Via Scoble comes this commentary about the possible downsides of the Akismet spam filter. I’ll offer this cut and paste from my admin pages as my input:
Akismet has caught 37,244 spam for you since you first installed it.
What else is there to say?
Scoble and Andy are both basically presenting the idea that *any* false positive means the product is crap.
What they haven’t considered is that Akismet is an organic concept that is constantly learning.
If valid comments are getting caught up – then it needs to be taught some more.. Turning it off only means one less avenue for Akismet to learn.
Kind of like biting the hand that feeds you, really. 🙂
Brendan, there is also a hidden assumption in Andy’s criticism – that there aren’t false positives when you do it by hand. I can tell you from experience that before Akismet when I was going in and cleaning out 100 or more of these every morning, it is entirely possible that I deleted valid comments. One way or another, whether a human or system is dealing with it, the load of spam that I get is nearly impossible to handle without any FP. To use my favorite saying “You got to break a few eggs to make an omelet.” You are right, here at least there is a chance to improve on it.
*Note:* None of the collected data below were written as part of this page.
PR #159, opened 2015-04-03
PARQUET-234: Add ParquetInputSplit methods for compatibility.

rdblue:


julienledem:
What's the expected benefit of returning dummy values like empty collections or null?
If something calls those methods, it will fail or worse, have unexpected behavior.
If we can not reproduce the original behavior, it should either throw an UnsupportedOperationException or not be reinstated.

In short we should decide what should happen when those methods are called before reintroducing them.

parquet-hadoop/src/main/java/parquet/hadoop/ParquetInputSplit.java
```diff
@@ -158,6 +168,24 @@ public ParquetInputSplit(
...
+    return null;
+  }
+
+  /**
+   * @return the file schema
+   * @deprecated the file footer is no longer read before creating input splits
+   */
+  @Deprecated
+  public String getFileSchema() {
+    return null;
```
rdblue: TODO: throw UnsupportedOperationException.

parquet-hadoop/src/main/java/parquet/hadoop/ParquetInputSplit.java
```diff
@@ -115,6 +116,15 @@ private static long end(List<BlockMetaData> blocks, String requestedSchema) {
   }
 
   /**
+   * @return the block meta data
+   * @deprecated the file footer is no longer read before creating input splits
+   */
+  @Deprecated
+  public List<BlockMetaData> getBlocks() {
+    return Collections.emptyList();
```
rdblue: TODO: throw UnsupportedOperationException

rdblue:
@julienledem, I think you're right that some should throw instead of returning fake values. But for some, I think the empty values work. For example, returning a null requested schema should just cause readers to use the file schema. And I think it should be fine for the metadata accessors to return empty (but valid) metadata. That way there's a chance that older code will succeed.

rdblue:
@julienledem, I added UnsupportedOperationException for all of the methods, as you suggested. I think you're right about it and we can't fake any of that information. We can only make sure that programs that didn't access it at all will succeed, which is what this commit does by making the class binary compatible but throwing exceptions for any behavior changes.

parquet-hadoop/src/main/java/parquet/hadoop/ParquetInputSplit.java
```diff
@@ -26,6 +26,7 @@
 import java.io.DataOutputStream;
 import java.io.IOException;
 import java.util.Arrays;
+import java.util.Collections;
```
julienledem: not used?

julienledem:
looks good to me.
+1

PR #160, opened 2015-04-04
PARQUET-438: Fix ParquetInputformat.getFooters() order

mingyukim:
ParquetInputFormat.getFooters() should return in the same order as what listStatus() returns


mingyukim:
Closing for now...

PR #161, opened 2015-04-06
PARQUET-242: Fix AvroReadSupport.setAvroDataSupplier.

rdblue:
This should use the supplier class's name, rather than its toString
representation or else loading the class doesn't work.


julienledem:
Do you have a test for this?
otherwise this looks good to me.
+1

PR #163, opened 2015-04-07
PARQUET-220: do not log unnecessary warnings on initializing ParquetReco...

kostya-sh:
...rdReader

Refactored to replace TaskInputOutputContext with TaskAttemptContext.

The warning is now logged only in case if TaskAttemptContext interface doesn't
support counters (e.g. in Hadoop 1.x)


kostya-sh:
Abandoned

PR #164, opened 2015-04-07
PARQUET-241: Fix ParquetInputFormat.getFooters() order

mingyukim:
ParquetInputFormat.getFooters() should return in the same order as what listStatus() returns

### DIFF
--- a/parquet-hadoop/src/main/java/org/apache/parquet/hadoop/ParquetInputFormat.java
+++ b/parquet-hadoop/src/main/java/org/apache/parquet/hadoop/ParquetInputFormat.java
@@ -29,8 +29,10 @@ import java.util.Collections;
 import java.util.Comparator;
 import java.util.HashMap;
 import java.util.HashSet;
+import java.util.LinkedHashMap;
 import java.util.List;
 import java.util.Map;
+import java.util.Map.Entry;
 import java.util.Set;
 
 import org.apache.hadoop.conf.Configurable;
@@ -389,7 +391,9 @@ public class ParquetInputFormat<T> extends FileInputFormat<Void, T> {
       return Collections.emptyList();
     }
     Configuration config = ContextUtil.getConfiguration(jobContext);
-    Map<FileStatusWrapper, Footer> footersMap = new HashMap<FileStatusWrapper, Footer>();
+    // Use LinkedHashMap to preserve the insertion order and ultimately to return the list of
+    // footers in the same order as the list of file statuses returned from listStatus()
+    Map<FileStatusWrapper, Footer> footersMap = new LinkedHashMap<FileStatusWrapper, Footer>();
     Set<FileStatus> missingStatuses = new HashSet<FileStatus>();
     Map<Path, FileStatusWrapper> missingStatusesMap =
             new HashMap<Path, FileStatusWrapper>(missingStatuses.size());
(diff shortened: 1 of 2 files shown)


parquet-hadoop/src/test/java/parquet/hadoop/TestInputFormat.java
```diff
@@ -378,6 +387,62 @@ public void testDeprecatedConstructorOfParquetInputSplit() throws Exception {
...
+    FileInputFormat.setInputPaths(job, url);
+    List<Footer> footers = new ParquetInputFormat<Object>().getFooters(job);
+    for (int i = 0; i < numFiles; i++) {
+      Footer footer = footers.get(i);
+      File file = new File(tempDir, String.format("part-%05d.parquet", i));
+      assertEquals("file:" + file.getAbsolutePath(), footer.getFile().toString());
+    }
+  }
+
+  private void createParquetFile(File file) throws IOException {
```
mingyukim: This was my first attempt at creating a test parquet file. Please let me know if there's an easier way.

mingyukim:
Ping. Can someone review this?

rdblue:
Hi @mingyukim, sorry about the delay. I didn't see that you had a PR up or that you had asked me to review it. It looks like this won't currently merge because of the rename done in 1.7.0. Could you rebase this patch on master and ping me to review? Thanks!

mingyukim:
Thanks for following up! Instead of merging it with master, I just went ahead and cherry-picked it on top of master.

parquet-hadoop/src/test/java/org/apache/parquet/hadoop/TestInputFormat.java
```diff
@@ -378,6 +385,62 @@ public void testDeprecatedConstructorOfParquetInputSplit() throws Exception {
     shouldSplitStartBe(splits, 0, 50);
   }
 
+  @Test
+  public void testGetFootersReturnsInCorrectOrder() throws IOException {
```
rdblue: Nit: this should probably be "predictable order" rather than "correct order".

parquet-hadoop/src/main/java/org/apache/parquet/hadoop/ParquetInputFormat.java
```diff
@@ -407,33 +407,36 @@ private static void staticAddInputPathRecursively(List<FileStatus> result,
...
-    for (Footer newFooter : newFooters) {
-      // Use the original file status objects to make sure we store a
-      // conservative (older) modification time (i.e. in case the files and
-      // footers were modified and it's not clear which version of the footers
-      // we have)
-      FileStatusWrapper fileStatus = missingStatusesMap.get(newFooter.getFile());
-      footersCache.put(fileStatus, new FootersCacheValue(fileStatus, newFooter));
+    List<Footer> footers = new ArrayList<Footer>(statuses.size());
+    for (FileStatus status : statuses) {
+      FileStatusWrapper fileStatusWrapper = new FileStatusWrapper(status);
```
rdblue: Instead of creating a new FileStatusWrapper for each file here, what about a slightly different way of doing it:
* For footersMap, use a LinkedHashMap to preserve the key insertion order
* Insert the FileStatusWrapper for missing footers pointing to null
* When assembling the list of footers, loop over the map and if the footer is null, look it up in the cache using the existing FileStatusWrapper

That would save allocations as well as so many footersMap lookups, while also making the part where the cache is loaded completely separate from the rest (it could be refactored into a separate method).

mingyukim:
Thanks for the feedback. I addressed both of the comments in the new commit.

PR #165, opened 2015-04-07
PARQUET-243: Add Avro reflect support

rdblue:


parquet-avro/src/main/java/parquet/avro/AvroIndexedRecordConverter.java
```diff
@@ -36,7 +34,6 @@
 import parquet.io.api.PrimitiveConverter;
 import parquet.schema.GroupType;
 import parquet.schema.MessageType;
-import parquet.schema.OriginalType;
 import parquet.schema.Type;
 
 class AvroIndexedRecordConverter<T extends IndexedRecord> extends GroupConverter {
```
tomwhite: Can you add a bit of documentation to explain the salient differences between this class and AvroRecordConverter? It's quite hard to tell just by looking.

parquet-avro/src/main/java/parquet/avro/AvroWriteSupport.java
```diff
@@ -41,7 +43,14 @@
...
  * this class directly.
  */
-public class AvroWriteSupport extends WriteSupport<IndexedRecord> {
+public class AvroWriteSupport<T> extends WriteSupport<T> {
+
+  public static final String AVRO_DATA_SUPPLIER = "parquet.avro.write.data.supplier";
+
+  public static void setAvroDataSupplier(
+      Configuration configuration, Class<? extends AvroDataSupplier> suppClass) {
+    configuration.set(AVRO_DATA_SUPPLIER, suppClass.toString());
```
tomwhite: getName()?

parquet-avro/src/main/java/parquet/avro/AvroParquetReader.java
```diff
@@ -30,7 +30,7 @@
 /**
  * Read Avro records from a Parquet file.
  */
-public class AvroParquetReader<T extends IndexedRecord> extends ParquetReader<T> {
+public class AvroParquetReader<T> extends ParquetReader<T> {
```
tomwhite: Is this a binary compatible change? If not, then we may need a separate class. Similarly, for AvroParquetWriter, AvroReadSupport and AvroWriteSupport.

parquet-avro/src/main/java/parquet/avro/AvroReadSupport.java
```diff
@@ -33,7 +34,7 @@
  * Generic. Users should use {@link AvroParquetReader} or {@link AvroParquetInputFormat} rather than using
```
tomwhite: Update the comment to cover Reflect.

tomwhite:
This looks great.

I think AvroParquetOutputFormat needs to be parameterized by T (like AvroParquetInputFormat already is). Also can you add a TestReflectInputOutputFormat to test the formats when using reflect.

rdblue:
@tomwhite, I've updated this and rebased it after the rename.

I didn't need to duplicate the read or write classes where the type bound has changed because they are extending classes or interfaces with a weaker type bound. In that case, the JVM writes the method using the parent's descriptor, so they are binary compatible. I also verified this expected behavior locally with test classes, by compiling against &lt;T extends Something&gt; then changing to just &lt;T&gt; and verifying that the dependency binaries are interchangeable. In addition, I made sure that without the superclass or superinterface, binary compatibility is indeed broken.

I think this is ready to go. Thanks for taking a look!

tomwhite:
Thanks for checking the compatibility! I think this is ready now. +1

PR #590, opened 2019-01-09
PARQUET-1490: Add branch-specific Travis steps

zivanfi:
The script for the main branch makes sure that POM files in the master
branch do not refer to SNAPSHOT versions.

The possiblity of scripts for feature branches will allow building a
SNAPSHOT version of parquet-format and depending on it in the POM files.


dev/travis-before-install.sh
```diff
@@ -0,0 +1,34 @@
...
+pwd
+wget -nv http://archive.apache.org/dist/thrift/0.9.3/thrift-0.9.3.tar.gz
+tar zxf thrift-0.9.3.tar.gz
+cd thrift-0.9.3
+chmod +x ./configure
+./configure --disable-gen-erl --disable-gen-hs --without-ruby --without-haskell --without-erlang --without-php --without-nodejs
+sudo make install
+cd ..
+branch_specific_script="dev/travis-before-install-${TRAVIS_BRANCH}.sh"
+if [[ -e "$branch_specific_script" ]]
```
rdblue: Should this go before the protobuf and thrift install since it doesn't require those steps?

zivanfi: I also considered that option, but feature branches may need those, depending on what they want to do (for example, build parquet-format). Since in general I expect this check to fail very seldom, I think generally it is not a waste of resources to build protobuf and thrift first.

rdblue: Sounds fine to me, although we can always change it later when we have more checks.

zivanfi: We already know that the bloom-filter branch wants to build its own parquet-format (https://github.com/apache/parquet-mr/pull/587/files). I would like their .travis.yml modification to be moved to the branch-specific script instead, and for that we need to invoke the script after building thrift.

PR #594, opened 2019-01-19
Add an option to convert Parquet Int96 to Arrow Timestamp

yongyanw:
Just as mentioned in original code, Parquet Int96 is probably timestamp, we should provide an option to convert Parquet Int96 to Arrow Timestamp


parquet-arrow/src/main/java/org/apache/parquet/arrow/schema/SchemaConverter.java
```diff
@@ -492,8 +500,11 @@ private String getTimeZone(LogicalTypeAnnotation.TimestampLogicalTypeAnnotation
 
       @Override
       public TypeMapping convertINT96(PrimitiveTypeName primitiveTypeName) throws RuntimeException {
-        // Possibly timestamp
-        return field(new ArrowType.Binary());
+        if (convertInt96ToArrowTimestamp) {
+          return field(new ArrowType.Timestamp(TimeUnit.MILLISECOND, null));
```
xhochy: INT96 is a nanosecond timestamp, so this should be `TimeUnit.NANOSECOND`.

parquet-arrow/src/test/java/org/apache/parquet/arrow/schema/TestSchemaConverter.java
```diff
@@ -419,6 +420,27 @@ public void testParquetInt64TimeMicrosToArrow() {
...
+    Assert.assertEquals(expected, converter.fromParquet(parquet).getArrowSchema());
+  }
+
+  @Test
+  public void testParquetInt96ToArrowTimestamp() {
+    final SchemaConverter converterInt96ToTimestamp = new SchemaConverter(true);
+    MessageType parquet = Types.buildMessage()
+      .addField(Types.optional(INT96).named("a")).named("root");
+    Schema expected = new Schema(asList(
+      field("a", new ArrowType.Timestamp(TimeUnit.MILLISECOND, null))
```
xhochy: As above: `TimeUnit.NANOSECOND`

yongyanw:
Hi @xhochy @nandorKollar @zivanfi,

I did the rebase on master, created PARQUET-1504 and updated the commit message. Could you help me to review my change and merge it if it is good for you? My current work needs this change. Thanks!

parquet-arrow/src/main/java/org/apache/parquet/arrow/schema/SchemaConverter.java
```diff
@@ -86,10 +86,18 @@
...
+
   /**
    * For when we'll need this to be configurable
    */
   public SchemaConverter() {
+    this(false);
+  }
+
+  public SchemaConverter(final boolean convertInt96ToArrowTimestamp) {
+    this.convertInt96ToArrowTimestamp = convertInt96ToArrowTimestamp;
```
qinghui-xu: Will it be possible that in the future we need to convert int96 to some other type in arrow (or for any other type convertion)? If that's something likely to happen, perhaps it would be better to pass the parameter in a configuration object (such as `org.apache.hadoop.conf.Configuration`)

xhochy: We need to pass this later on as an option from the outside. The current routines don't know anything about the file creator. @yongyanw can you add this as a TODO comment and open a JIRA for it? I don't expect that we can solve this in this PR.

yongyanw: PARQUET-1511 was created and TODO comment was added.

PR #596, opened 2019-01-21
PARQUET-1499: Add Java 11 to Travis

Fokko:
https://issues.apache.org/jira/browse/PARQUET-1497


.travis.yml
```diff
@@ -2,6 +2,14 @@ language: java
 before_install:
   - bash dev/travis-before_install.sh
 
+jdk:
+  - openjdk8
+  - openjdk11
+
+matrix:
+  allow_failures:
```
gszadovszky: In my opinion, it does not make sense to allow the failures for the tool we are using to catch failures. I would suggest removing this part and hold this PR until the related issues are fixed.

dev/Dockerfile
```diff
@@ -0,0 +1,40 @@
+# Licensed to the Apache Software Foundation (ASF) under one
```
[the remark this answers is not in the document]
Fokko: No, first I wanted to isolate the tests inside the Dockerfile, but Travis also gives us the possibility to run under different JDK's. I'll remove the Dockerfile since there aren't a lot of dependencies for Parquet.

.travis.yml
Fokko: Makes sense @gszadovszky

Fokko: I can rebase often to check when the JDK11 becomes green.

Fokko:
Thrift was using Gradle 4.4.1, but has been updated to 5.1.1 which supports Java11:
https://github.com/apache/thrift/commit/98f379ece17c8acb6a91cb3fd5b16acc3f0d1698#diff-7762a898c27a3d29c23245cc2abd99baR5

Fokko:
I've split some of the stuff in this PR into https://github.com/apache/parquet-mr/pull/656 and https://github.com/apache/parquet-mr/pull/654 to make the PR's nice and manageable. For this PR, we're still dependent on https://github.com/apache/parquet-mr/pull/605. After updating Scala, I expect the CI to pass.

Fokko:
Rebased onto master and it is green now :-)

PR #608, opened 2019-01-28
PARQUET-1516: Store Bloom filters near to footer

cjjnjust:
Store the bloom filter data near to footer, so that client does not have to read them if it is not doing selective query.

### DIFF
--- a/parquet-hadoop/src/main/java/org/apache/parquet/hadoop/ParquetFileWriter.java
+++ b/parquet-hadoop/src/main/java/org/apache/parquet/hadoop/ParquetFileWriter.java
@@ -559,7 +559,7 @@ public class ParquetFileWriter {
    * Write a Bloom filter
    * @param bloomFilter the bloom filter of column values
    */
-  protected void writeBloomFilter(BloomFilter bloomFilter)  {
+  void writeBloomFilter(BloomFilter bloomFilter)  {
     currentBloomFilters.add(bloomFilter);
   }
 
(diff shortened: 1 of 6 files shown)


parquet-hadoop/src/main/java/org/apache/parquet/hadoop/ParquetFileWriter.java
```diff
@@ -558,6 +555,14 @@ private void innerWriteDataPage(
     currentEncodings.add(valuesEncoding);
   }
 
+  /**
+   * Write a Bloom filter
+   * @param bloomFilter the bloom filter of column values
+   */
+  public void writeBloomFilter(BloomFilter bloomFilter)  {
```
gszadovszky: Currently, only `TestParquetFileWriter` uses this method. If it is not really required to be `public` I would suggest having it package protected.

cjjnjust: Thanks, Done.

gszadovszky: I've ment _package protected_ (aka _package private_) which is marked with using no modifiers. 
```suggestion
  void writeBloomFilter(BloomFilter bloomFilter)  {
```

cjjnjust: Oops, understood now.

24,036 here. 2 false positives that I know of. I like those odds.
First of all Robert wasn’t really commenting on the accuracy of Akismet, and if you actually read my post, I think you would find that the majority was intended to help make it better.
The one major criticism I have is that it doesn’t seem to learn who are “good” people rather than spammers.
If you made a post on Roberts blog and it ended up in the spam bin, do you really want to add to his email queue?
What effect can someone falsely accusing you have on your ability to post comments on other blogs?
You will probably find there were a few more that people didn’t bother emailing you about.
I don’t have any problems with false positives.